As expected, the proportion of newly diagnosed cases linked to care increases with increasing time after diagnosis (i.e., linkage within 12 months (green line), is higher than linkage within three months (red line) which is higher than linkage within 60 days (purple line) etc.).  Across the 13 quarters shown, entry to care within 30 days of diagnosis ranged from 40% in April-June 2010 to 80% in January-March 2011.  By one year after diagnosis, 78% (October-December 2011) to 97% (January-March 2011) of newly diagnosed persons were linked to care. 

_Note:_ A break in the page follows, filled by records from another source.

Issue #2688, opened 2022-09-09
test(twap): multi-asset tests for `updateRecords`


p0mvn:
## Background

We should add multi-asset pool tests to `updateRecords`

## Suggested Design

In #2687, we added comments specifying the test cases needed:
https://github.com/osmosis-labs/osmosis/blob/6edfbefcfa5548530126c40144833373606ea473/x/twap/logic_test.go#L900-L902

#2670 adds some useful helpers for multi-asset pool twaps so it's best to wait for it to be merged

## Acceptance Criteria
- specified test added
- helpers from #2670 are reused

hieuvubk:
@p0mvn should we separate the second one into 3 individual test cases?

PR #2735, opened 2022-09-14
multi-asset tests for updateRecords

hieuvubk:
Closes: #2688

> Update more tests for twap/updateRecords( multi-asset case)

- creates new records
- with errs


x/twap/logic_test.go
```diff
@@ -1044,9 +1043,85 @@ func (s *TestSuite) TestUpdateRecords() {
 				},
 			},
 		},
-		// TODO: complete multi-asset pool tests:
-		// "multi-asset pool; pre-set at t and t + 1; creates new records": {},
-		// "multi-asset pool; pre-set at t and t + 1; pre-existing records some with error and some with too large spot price, overwrites erorr time":                        {},
+		"multi-asset pool; pre-set at t and t + 1; creates new records": {
+			preSetRecords: []types.TwapRecord{threeAssetRecordAB, tPlus10sp5ThreeAssetRecordAB},
```
p0mvn, line 1047: For multi-asset pools, there should be at least 3 records at a given time.

Assume a 3 asset pool with assets A, B and C.

Then, if swap occurs at time t, we should have AB, AC, and BC records (for each pair).

Given that this test is meant for time t and t + 1, we need 6 records.

We should also have 3 spot price overrides and 3 most recent records.

p0mvn (changes requested):

x/twap/logic_test.go
hieuvubk: Ax thank you! Already updated could u pls check

x/twap/logic_test.go
```diff
@@ -1047,9 +1047,190 @@ func (s *TestSuite) TestUpdateRecords() {
...
+				// The original record BC at t + 1.
+				{
+					spotPriceA:    tPlus10sp5ThreeAssetRecordBC.P0LastSpotPrice,
+					spotPriceB:    tPlus10sp5ThreeAssetRecordBC.P1LastSpotPrice,
+				},
+				// The new record BC added.
+				{
+					spotPriceA:    sdk.OneDec(),
+					spotPriceB:    sdk.OneDec().Add(sdk.OneDec()),                            
+					isMostRecent:  true,
```
mattverse, line 1230: should have `lastErrorTime`?

x/twap/logic_test.go
```diff
@@ -1047,9 +1047,190 @@ func (s *TestSuite) TestUpdateRecords() {
...
+				},
+				// The new record BC added.
+				{
+					spotPriceA:   sdk.OneDec().Add(sdk.OneDec()),
+					spotPriceB:   sdk.OneDec(),
+					isMostRecent: true,
+				},
+			},
+		},
+		"multi-asset pool; pre-set at t and t + 1 with err, large spot price, overwrites erorr time": {
```
mattverse, line 1140:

The low percentages of newly diagnosed persons who link to care within 30 days of diagnosis indicate that early linkage to care is challenging.  Among the reasons is the time required for providers to receive laboratory confirmation of HIV infection and patient and clinic factors that affect appointment scheduling.   Further, the data show that even after a full year beyond diagnosis, some persons are still not linked to medical care.  In fact, almost 1 out of 10 newly diagnosed persons in New York State (NYS) in 2011 did not link to care in the first year after diagnosis.  Therefore, 100% remains an aspirational goal.  The National HIV/AIDS strategy has specified a practical goal of 85% linked to care within three months of HIV diagnosis by 2015.  This goal appears within reach for NYS.  In 2011, 82% of newly diagnosed persons in NYS were linked to care within three months of diagnosis.